What Is the Definition of Carrying Capacity in Biology?

Crowded 5th Avenue in Winter Holiday Season.
Toshi Sasaki / Getty Images

Biological carrying capacity is defined as the maximum number of individuals of a species that can exist in a habitat indefinitely without threatening other species in that habitat. Factors such as available food, water, cover, prey and predator species will affect biological carrying capacity. Unlike cultural carrying capacity, biological carrying capacity cannot be influenced by public education.

When a species exceeds its biological carrying capacity, the species is overpopulated. A topic of much debate in recent years due to the rapidly expanding human populations, some scientists believe that humans have exceeded their biological carrying capacity.

Determining Carrying Capacity

Although the biology term was originally coined to describe how much a species could graze on a portion of land before permanently damaging its food yield, it was expanded later to include the more complex interactions between species such as predator-prey dynamics and the recent impact modern civilization has had on native species.

However, competition for shelter and food aren't the only factors that determine a particular species' carrying capacity, it also depends upon environmental factors not necessarily caused by natural processes — such as pollution and species of prey extinctions caused by mankind.

Now, ecologists and biologists determine the carrying capacity of individual species by weighing all of these factors and use the resultant data to best mitigate species overpopulation — or conversely extinction—which could wreak havoc on their delicate ecosystems and the global food web at large.

Long-term Impact of Overpopulation

When a species exceeds its niche environment's carrying capacity it is referred to as being overpopulated in the area, which oftentimes leads to devastating results if left unchecked. Fortunately, the natural life cycles of and balance between predators and prey typically keep these outbreaks of overpopulation under control, at least in the long term. 

Sometimes, though, a certain species will overpopulate resulting in the devastation of shared resources. If this animal happens to be a predator, it might over-consume the prey population, leading to that species' extinction and the unfettered reproduction of its own kind. Conversely, if a creature of prey is introduced, it might destroy all sources of edible vegetation, resulting in a decrease in other prey species' populations. Typically, it balances out—but when it doesn't, the entire ecosystem risks destruction.

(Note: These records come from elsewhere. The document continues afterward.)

PR #418, opened 2026-03-30
feat: honour NO_COLOR and FORCE_COLOR environment variables in init()

### LINKED ISSUE #415: Support NO_COLOR / FORCE_COLOR in Colorama
Users want environment variables to control color output. Today, colorama.init() ignores NO_COLOR and FORCE_COLOR, so tools cannot globally disable color or force it in CI without code changes. Implement env-aware behavior so NO_COLOR removes ANSI from writes to wrapped standard streams, and FORCE_COLOR enables color even on non-tty outputs. Token strings (Fore/Back/Style) must remain unchanged.

Proposed solution:
Add optional, backward-compatible env handling in init. Accept color_env={"auto","off"} (default "auto") and env (a Mapping; defaults to os.environ). Apply behavior via Colorama's wrapping of standard streams only; do not alter token constants. Precedence: explicit arguments override env-derived behavior. FORCE_COLOR wins over NO_COLOR when both are set. On Windows, FORCE_COLOR must enable wrapping and ANSI-to-Win32 conversion so colors are emitted reliably; on non-Windows, leave convert at its default unless needed. Invalid color_env raises ValueError; a non-mapping env raises TypeError. Keep the public API and formatting unchanged otherwise.

juliosuas:
closes #415.

tools that vendor colorama have no easy way to globally disable color. NO_COLOR (https://no-color.org) and FORCE_COLOR are the de-facto convention at this point, and it'd be nice if colorama picked them up out of the box.

added a small `_apply_color_env()` helper that reads the two env vars and tweaks `convert`/`strip` in `init()` before the stream wrapping runs. explicit kwargs still win — so any existing code that passes `convert=True` or `strip=False` behaves exactly like before.

precedence is:
1. explicit kwargs (caller always wins)
2. FORCE_COLOR (force on, even if not a tty)
3. NO_COLOR (force off, any non-empty value)
4. default tty detection

tests cover the combinations and the kwarg-override path.


juliosuas:
A bit more context on the implementation: the `_apply_color_env()` helper is intentionally separate from `init()` for testability — it takes `environ` as a parameter, making it easy to test all five scenarios without monkey-patching `os.environ`. The function returns `(convert, strip)` as a tuple so `init()` can simply merge the values before stream-wrapping. Let me know if the approach looks good or if you'd prefer it integrated differently.

juliosuas:
Closing this stale feature PR to reduce maintainer noise. NO_COLOR/FORCE_COLOR support is useful, but it should be re-proposed fresh if the project wants it.

PR #430, opened 2026-07-21
Exclude tests from wheel distributions

### LINKED ISSUE #405: Avoid bundling tests in wheels
*colorama* currently bundles the tests inside the wheel distributions. These usually are of no additional value outside of the source distributions and thus just bloat the distribution. For this reasons, I recommend excluding them from future wheels.

This matches the official recommendation for Python packaging as well (see https://packaging.python.org/en/latest/discussions/package-formats/#what-is-a-wheel):

> Wheels are meant to contain exactly what is to be installed, and nothing more. In particular, wheels should never include tests and documentation, while sdists commonly do.

juliosuas:
## Summary

- exclude `colorama/tests` from wheel distributions
- keep runtime modules and wheel metadata unchanged
- validate wheel contents from both Make and PowerShell release paths

## Verification

- wheel validator passes with no bundled test files
- `pytest`: 38 passed, 14 skipped
- `unittest`: 52 cases, 14 expected platform skips
- focused Black and Flake8 checks pass

Closes #405.


juliosuas:
Accidentally closed when the source fork was deleted during a profile cleanup. Same commits restored here: https://github.com/tartley/colorama/pull/433

PR #576, opened 2018-05-03
Add filesystem inspection and use it in commitlog bootstrapper

richardartoul:
Adds the concept of a FilesystemInspection which can be used by the commitlog reader to avoid reading commitlog files that were generated since the process started.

One of the most common examples of how close to the edge some ecosystems are to this destruction is the alleged overpopulation of the human race. Since the end of the Bubonic Plague at the turn of the 15th century, the human population has been steadily and exponentially increasing, most significantly within the last 70 years.

Scientists have determined that the carrying capacity of Earth for humans lies somewhere between four billion and 15 billion persons. The human population of the world as of 2018 was nearly 7.6 billion, and the United Nations Department of Economic and Social Affairs Population Division estimating an additional 3.5 billion population growth by the year 2100.

Humans are in a position where they have to work on their ecological footprint if they hope to survive the next century on this planet.